Work required -> Which lines in the listing below contain the word "insights"? Copy each one.

Material provided ->

PR #6049, opened 2024-07-02
Add insights API converter, queries, etc. Add "notables" insights API endpoint.;

tervay:
## Description
This adds a new API category, `/insights/`, which currently has one endpoint - `/insights/notables`. This endpoint returns a dictionary that is currently the following shape:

Solved problem ->
Add insights API converter, queries, etc. Add "notables" insights API endpoint.;
This adds a new API category, `/insights/`, which currently has one endpoint - `/insights/notables`. This endpoint returns a dictionary that is currently the following shape:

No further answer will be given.